I don't have fit problems in the hip because mine are slender, but I do have a short torso and chest size that will generally bump any of my shirt sizes up at _least_ one size. 

And I have no clue where to begin. The LBS does not have a good selection, and we don't have an REI or anything like that around here, though I could go to Atlanta if needed.


----------



## uzziefly (Jul 15, 2006)

You don't use jerseys? err okay... but you could get a bigger jersey now right?

Arm warmers, knee warmers/leg warmers/tights.. wind vest/thermal vest.

thermal beanie... wool socks.. windproof booties... 

check performance cycling... I know the Trek online store has some selections.. Not sure where else but that should give you a start. : http://store.trekbikes.com/

Good luck.


----------



## bill (Feb 5, 2004)

go technical. the more expensive the better (seriously -- you do get what you pay for).
if you're on the cheaper end of things, you can do okay with layers. the single-bullet theory requires a high-end technical jacket.
there are lots to pick from.
no idea about the big boob, slim hip thing.


----------



## paint (Jul 25, 2005)

bill said:


> no idea about the big boob, slim hip thing.


Hence the reason I posted it in the women's forum. :wink:


----------



## HokieRider (Oct 6, 2005)

i like underarmor when it gets chilly. i have a lightweight shirt that I'll wear with a jersey from 60 and cloudy down till about 50. i use a UA cold gear mock turtleneck when it gets cold. all the UA is pretty tight fitting though so if you don't like that I don't reccomend it. I'll wear that with a jersey and a windstopper fleece down to about 35-40. thats with regular shorts under fleece tights from REI. smartwool ankle socks, not the ones that don't show at all, the ones that cover the ankles so theres no gap between the tights and the sock. 
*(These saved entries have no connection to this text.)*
PR #1218, opened 2026-06-10
Move `build-docs` jobs into main CI workflow

alarthast:
Instead of having the docs deploy as a separate workflow that runs when CI on main passes, have it as a job on the CI workflow that only runs on `main` that `needs` all the other jobs to succeed before it runs.

This removes the use of the `workflow_run` trigger and resolves a `zizmor` complaint.


.github/workflows/main.yml
```diff
@@ -176,3 +176,21 @@ jobs:
            echo "${{ secrets.GITHUB_TOKEN }}" | docker login "$REGISTRY" -u "${GITHUB_ACTOR}" --password-stdin
            docker tag "$IMAGE_NAME" "$PUBLIC_IMAGE_NAME:latest"
            docker push "$PUBLIC_IMAGE_NAME:latest"
+
+  build-docs:
+    runs-on: ubuntu-latest
+    needs: [check, test, docker-test-dev, docker-test-prod, docker-publish]
```
alarthast, line 182: Note: I've included `docker-publish` here to preserve the original behaviour of only running this when everything in the main workflow has succeeded.

alarthast: (Oh, maybe it can only `need` docker-publish since that itself needs the others. Oops.)
```suggestion
    needs: [docker-publish]
```

Issue #1204, opened 2026-05-27
Timeouts when adding lots of files to a request


rebkwok:
We've seen a few 504 errors such as [this one](https://ui.honeycomb.io/bennett-institute-for-applied-data-science/environments/production/result/4Yj7QDrdyLL/trace/HZ4NR3ewggN?fields[]=s_name&fields[]=s_serviceName&span=b93fe7286057fdd0)

The user (Em) has reported timeouts when trying to add lots of files to a request, and they've had to add them in batches of 15 or so.

Locally, I can add lots of files to a request, but it does take a long time (no timeout, but it's not running with gunicorn).

We could limit the number of files that can be added at a time; annoying, and we'd need to do something about the select-all option that implies you can add everything in a directory. Maybe we can hand this off to the file-uploader process to do in the background?

suzannehamilton:
We think this might be because Airlock copies and hashes the files, rather than DB performance, but we should check. Output files must be small because there's a file size limit, but supporting files might be larger.

PR #1224, opened 2026-06-17
Improve workspace performance

rebkwok:
Some workspaces are very large (10s of 1000s of files of more) and are slow to load. We've seen 504 timeouts more frequently lately on workspace views.

Locally, a workspace with ~10K outputs and a 5MB manifest file was taking ~190ms to load (i.e. to do `bll.get_workspace()`)whether or not you actually rendered the file browser. Every file browser navigation does that again, even for htmx requests.

 It turns out to be mostly related to work we did upfront and then often didn't use. We parsed the whole manifest JSON on every load even for views (e.g. workspace index views) that only need the workspace's name and project metadata. We also built the workspace's path parent-child map (used for the tree) every time, even for views that don't need the tree.

This PR makes `Workspace.manifest` lazy: we read and store the raw text only initially. `workspace_child_map` and `workspace_files` become lazy too: built from a stored list of valid paths the first time anything actually needs the tree. 

One of the most expensive things turns out to be constructing the file path maps using UrlPaths. We now do the same thing with plain strings internally, and only convert them to `UrlPath`s in the file-browser api when we need to render them.

Performance measured on a locally generated large workspace with a 5.3MB manifest, 3000 log files in the metadata dir, and ~10,400 outputs across 24 folders, n=10:

  | Path | Main | Branch | Speedup (avg) | Speedup (min) |
  |---|---:|---:|---:|---:|
  | Index path (`bll.get_workspace`, no tree access) | avg 334.6ms, min 279.7ms | avg 45.4ms, min 32.5ms| **7.4×** | **8.6×** |
  | View path (`bll.get_workspace` + tree access) | avg 338.4ms, min 287.9ms | avg 55.2ms, min 46.5ms |**6.1×** | **6.2×** |

(Note: I also tried creating a WorkspaceMetadata db model and storing the manifest and filepaths there as a cache, only invalidating when the manifest_hash changed, but the db read actually made things very marginally worse, and all the improvements are in the cached properties and UrlPath -> str changes. The one thing it did gain is the ability to store project and workspace metadata that we currently only get from the user's api_data, which means it can be shown to output-checkers and readonly users who don't have explicit workspace access)

Probably doesn't entire sort #1204, but should make it less frequent; adding files has to do quite a lot of work reading, copying and writing to the DB anyway, but at least now it will need to spend less time loading the workspace again when it posts.

### DIFF
--- a/airlock/models.py
+++ b/airlock/models.py
@@ -204,7 +204,7 @@ class Workspace:
         return dict(json.loads(self.manifest_text))
 
     @cached_property
-    def _tree_map(self) -> tuple[dict[UrlPath, set[UrlPath]], set[UrlPath]]:
+    def _tree_map(self) -> tuple[dict[str, set[str]], set[str]]:
         """Build (workspace_child_map, workspace_files) on first access.
 
         This is the most expensive thing for large workspaces, and is only
@@ -216,11 +216,11 @@ class Workspace:
         )
 
     @property
-    def workspace_child_map(self) -> dict[UrlPath, set[UrlPath]]:
+    def workspace_child_map(self) -> dict[str, set[str]]:
         return self._tree_map[0]
 
     @property
-    def workspace_files(self) -> set[UrlPath]:
+    def workspace_files(self) -> set[str]:
         return self._tree_map[1]
 
     @classmethod
@@ -297,24 +297,27 @@ class Workspace:
         We are only really interested in file paths - those include any parent
         directories we need for the tree for free.
         """
-        root = settings.WORKSPACE_DIR / name
-        paths = set()
+        # Note: these are strings rather than UrlPaths to match get_workspace_child_map
+        # which is much more efficiently built with strings and only converted to
+        # UrlPath in the filebrowser when needed
+        root = str(settings.WORKSPACE_DIR / name) + "/"
+        paths: set[str] = set()
 
         def scan(current: str) -> int:
             children = 0
 
             for entry in os.scandir(current):
                 children += 1
-                path = UrlPath(entry.path).relative_to(root)
-
                 if entry.is_dir():
                     scan(entry.path)
                 else:
-                    paths.add(path)
+                    # Strip the workspace-root prefix for a workspace-relative
+                    # path.
+                    paths.add(entry.path[len(root) :])
 
             return children
 
-        scan(str(root / "metadata"))
+        scan(root + "metadata")
 
         return paths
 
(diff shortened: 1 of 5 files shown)


airlock/models.py
```diff
@@ -195,6 +195,12 @@ class Workspace:
     manifest_hash: str
     out_of_date_action_count: int
 
+    @cached_property
+    def manifest(self) -> dict[str, Any]:
+        """Lazily parsed manifest dict. The workspace-index hot path doesn't
+        touch this and so avoids the JSON parse entirely."""
+        return dict(json.loads(self.manifest_text))
```
evansd: Why do we need `dict()` here?

airlock/models.py
```diff
@@ -212,19 +218,17 @@ def from_directory(
         if not manifest_path.exists():
             raise exceptions.ManifestFileError(f"{manifest_path} does not exist")
 
+        # Read once, then both parse and hash from the same bytes
+        data = manifest_path.read_bytes()
+        manifest_hash = hashlib.sha256(data).hexdigest()
+        manifest_text = data.decode()
         try:
-            manifest = json.loads(manifest_path.read_text())
+            manifest = json.loads(manifest_text)
```
evansd: Don't we now end up parsing the manifest twice: once here to validate it and then again in the `manifest()` property? I guess given the performance numbers this can't be having too much of an impact but it still feels a bit weird if the whole aim was to do this lazily.

evansd (commented):
This looks like a really significant improvement. Thanks!

I want a give a bit more time to make sure I understand the final commit but just dropping in a couple of small questions I had initially.

evansd (dismissed):
OK, I'm happy I understand what this is doing now. Looks like a really good improvement. Would still be interested in the answers to my earlier questions, but neither are blockers.

airlock/models.py
rebkwok: It was just to appease mypy

airlock/models.py
rebkwok: Hmm. I think this might be a leftover from a previous implementation. I'll have a look

airlock/models.py
evansd: Ah I see, it's because `json.loads()` can return stuff other than dicts.

You might also be able to keep it happy with an assert e.g.
```py
manifest = json.loads(self.manifest_text)
assert isinstance(manifest, dict)
return manifest
```

The `dict()` call is going to construct a new dictionary object which we don't need (though it will be so fast I doubt we'll notice) but if we ever did get a value which wasn't a dict the errors might be less obvious.

rebkwok: It's gone now anyway

evansd (approved):

PR #1227, opened 2026-07-08
Use persist-credentials:true for uvmirror-update workflow

rebkwok:
We've discussed that the security risk is acceptable for this, and persist-credentials is required in order to commit the uvmirror changes.

Note that we only run the update-uvmirror job (where actions/checkout is used with persist-credentials:true) at all if the previous check-uvmirror job (which uses actions/checkout with persist-credentials:false) finds changes to the uvmirror file.


alarthast (approved):
Thank you for the note in the commit message - I found it helpful 😄

PR #1233, opened 2026-07-17
Show a loading spinner while tree scroll position is being restored

rebkwok:
We hide the tree until the scroll position can be restored, with no feedback to the user. Now we show a spinner while it's restoring, similar to the spinner pattern used in login.html.


alarthast (approved):
Ran locally and checked that it works as expected. My JS is limited but I think the code makes sense as well.

PR #1234, opened 2026-07-17
Fit images to iframe using a new ImageRenderer

### LINKED ISSUE #1183: Displayed images don't fit within the viewer
Most images are larger than the viewer, so you have to scroll to view to whole image. I end up having to open them in a new tab instead. Could they be resized so they fit in the viewer, and then the view in new tab could be used if this is too small?

rebkwok:
Adds an ImageRenderer for jpg/jpeg/png files.

The new renderer converts the image to base64 data URI in an HTML template with max-w-full / max-h-full CSS so they display contained within the iframe. Previously, images were served as raw FileResponse and rendered at their natural pixel size and large images overflowed.

SVGs are left as raw FileResponse since they scale naturally via viewBox.

Closes #1183


alarthast (approved):
It's the first time I am coming across data URIs - I am happy that the change is consistent with https://developer.mozilla.org/en-US/docs/Web/URI/Reference/Schemes/data.

Checked that the FT passes with the change
Image
and fails without the change
Image
.

PR #386, opened 2021-07-13
Define exclusive ranges and list indices

domenic:
Also add "keys" and "values" as linking aliases for "get the keys"/"get the values" on maps.

This will help generalize https://github.com/whatwg/html/pull/6738

***
<a href="https://whatpr.org/infra/386.html" title="Last updated on Jul 13, 2021, 5:31 PM UTC (aa4ba22)">Preview</a> | <a href="https://whatpr.org/infra/386/b372703...aa4ba22.html" title="Last updated on Jul 13, 2021, 5:31 PM UTC (aa4ba22)">Diff</a>


annevk (approved):
We have a single instance of indexes in the HTML Standard we probably want to replace.

PR #391, opened 2021-08-12
Add code unit/point substring definitions

### LINKED ISSUE #152: Investigate "substring" usage in URL and maybe add it
And elsewhere if it's used. Seems good to ground it somehow.

domenic:
Closes #152.

@wanderview would use this in URLPattern.

***
<a href="https://whatpr.org/infra/391.html" title="Last updated on Aug 12, 2021, 7:51 PM UTC (36e045a)">Preview</a> | <a href="https://whatpr.org/infra/391/d69ac66...36e045a.html" title="Last updated on Aug 12, 2021, 7:51 PM UTC (36e045a)">Diff</a>

### DIFF
--- a/infra.bs
+++ b/infra.bs
@@ -941,6 +941,69 @@ ordering will not match any particular alphabet or lexicographic order, particul
 
 <hr>
 
+<p>The <dfn export>code unit substring</dfn> from index <var>start</var> with length
+<var>length</var> within a <a>string</a> <var>string</var> is determined as follows:
+
+<ol>
+ <li><p><a>Assert</a>: <var>start</var> and <var>length</var> are greater than 0.</p></li>
+
+ <li><p><a>Assert</a>: <var>start</var> + <var>length</var> is less than or equal to
+ <var>string</var>'s <a for=string>length</a>.</p></li>
+
+ <li><p>Let <var>result</var> be the empty string.</p></li>
+
+ <li><p><a for="set">For each</a> <var>i</var> in <a lt="the exclusive range">the range</a> from
+ <var>start</var> to <var>start</var> + <var>length</var>, exclusive: append the <var>i</var>th
+ <a>code unit</a> of <var>string</var> to <var>result</var>.</p></li>
+
+ <li><p>Return <var>result</var>.</li>
+</ol>
+
+<p>The <dfn export lt="code unit substring by indices">code unit substring</dfn> from indices
+<var>start</var> to <var>end</var> inclusive within a <a>string</a> <var>string</var> is the <a>code
+unit substring</a> from <var>start</var> with length <var>end</var> &minus; <var>start</var> within
+<var>string</var>.
+
+<p class="example" id="example-code-unit-substring">The <a>code unit substring</a> from index 1 with
+length 3 within "<code>Hello world</code>" is "<code>ell</code>". This can also be expressed as the
+<a lt="code unit substring by indices">code unit substring</a> from indices 1 to 4 inclusive.
+
+<p>The <dfn export>code point substring</dfn> within a <a>string</a> <var>string</var> from index
+<var>start</var> with length <var>length</var> is determined as follows:
+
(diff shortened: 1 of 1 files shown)


infra.bs
```diff
@@ -941,6 +941,69 @@ ordering will not match any particular alphabet or lexicographic order, particul
...
 <hr>
 
+<p>The <dfn export>code unit substring</dfn> from index <var>start</var> with length
+<var>length</var> within a <a>string</a> <var>string</var> is determined as follows:
+
+<ol>
+ <li><p><a>Assert</a>: <var>start</var> and <var>length</var> are greater than 0.</p></li>
+
+ <li><p><a>Assert</a>: <var>start</var> + <var>length</var> is less than or equal to
+ <var>string</var>'s <a for=string>length</a>.</p></li>
```
annevk, line 951: I wonder if this is the most useful interface for all callers as it means they have to check the length of each string as well and do a bunch of branching around it.

infra.bs
```diff
@@ -941,6 +941,69 @@ ordering will not match any particular alphabet or lexicographic order, particul
...
+</ol>
+
+<p>The <dfn export lt="code unit substring by indices">code unit substring</dfn> from indices
+<var>start</var> to <var>end</var> inclusive within a <a>string</a> <var>string</var> is the <a>code
+unit substring</a> from <var>start</var> with length <var>end</var> &minus; <var>start</var> within
+<var>string</var>.
+
+<p class="example" id="example-code-unit-substring">The <a>code unit substring</a> from index 1 with
+length 3 within "<code>Hello world</code>" is "<code>ell</code>". This can also be expressed as the
+<a lt="code unit substring by indices">code unit substring</a> from indices 1 to 4 inclusive.
```
annevk, line 969:
```suggestion
<a lt="code unit substring by indices">code unit substring</a> from indices 1 to 4, inclusive.
```

infra.bs
```diff
@@ -941,6 +941,69 @@ ordering will not match any particular alphabet or lexicographic order, particul
...
+
+<p>The <dfn export lt="code point substring by indices">code point substring</dfn> from indices
+<var>start</var> to <var>end</var> inclusive within a <a>string</a> <var>string</var> is the <a>code
+point substring</a> within <var>string</var> from <var>start</var> with length <var>end</var>
+&minus; <var>start</var>.
+
+<div class="example" id="example-code-unit-vs-point-substring">
+ <p>Generally, <a>code unit substring</a> is used when given developer-supplied indices or lengths,
+ since that is how string indexing works in JavaScript. See, for example, the methods of the
+ {{CharacterData}} class. [[DOM]]
```
annevk, line 997: I wonder if we would design DOM this way if starting out fresh, but okay.

annevk (approved):
This seems fine to land as-is modulo the comma nit, but we might want to tweak the assertions going forward (at which point we would have to define what to return in those situations).

infra.bs
domenic: Yeah, I saw that URL seems to want to go to the end of the string. We could make length optional in a followup.

infra.bs
domenic: I didn't do this because then you need a lot more commas. In particular you can no longer say "Concatenate the substring from indices X to Y inclusive within Z with W". Instead you need "Concatenate the substring from indices Y to Z, inclusive, within Z, with W" which feels a good bit more awkward.

infra.bs
domenic: I mean, I think we would just have no methods or `length` proeprty at all, and just have people modify or read directly from `.data` :)

infra.bs
annevk: I see, I'm not sure I would have a good intuition as to when to include and when to omit them, as thus far I think I have consistently used a comma before inclusive (and sometimes after, if there's not a period). It does seem reasonable to omit it in a longer sentence like that though.

PR #401, opened 2021-09-09
Add substrings to the end of the string

domenic:
We have at least two consumers: https://github.com/WICG/urlpattern/pull/134 and various places in URL.

***
<a href="https://whatpr.org/infra/401.html" title="Last updated on Sep 9, 2021, 10:23 PM UTC (070ea39)">Preview</a> | <a href="https://whatpr.org/infra/401/0333d3d...070ea39.html" title="Last updated on Sep 9, 2021, 10:23 PM UTC (070ea39)">Diff</a>


annevk (approved):
I was initially thinking this should go below the examples, but looking at the text it seems reasonable.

when it gets colder than that, i keep the underarmor, ditch the jersey and go for a full fleece half zip. add the vest if i'm really adventurous. its good to have the windproof option. although usually once its that cold, I just run. i've run when its pretty close to 0 if not below before....just layer it. last time i remember it being really cold i did patagonia long underwear under the REI tights, the underarmor mock turtle, patagonia top, and fleece half zip. throw in an earwarmer, some gloves, and liners under the smartwool socks and I was quite comfy for 5-10 miles. 

sorry this was so long...if you have questions about stuff from REI let me know, I used to work there and can give you good advice and you can order it from the web.


----------



## bill (Feb 5, 2004)

well try them on and post a picture.

lots and lots more womens-specific stuff on the market these days.


----------



## vonteity (Feb 13, 2005)

paint said:


> It's finally starting to get a little chilly here. And I'm a wuss, I really want the warmness when I'm riding. That said, I haven't done much winter riding before, so I need some clothing recommendations. Just assume I don't have anything because, well, I have 2 pairs of shorts and that's about it. Jerseys are not my favorite thing in the world (big boobs, short torso = ill fit).
> 
> I don't have fit problems in the hip because mine are slender, but I do have a short torso and chest size that will generally bump any of my shirt sizes up at _least_ one size.
> 
> And I have no clue where to begin. The LBS does not have a good selection, and we don't have an REI or anything like that around here, though I could go to Atlanta if needed.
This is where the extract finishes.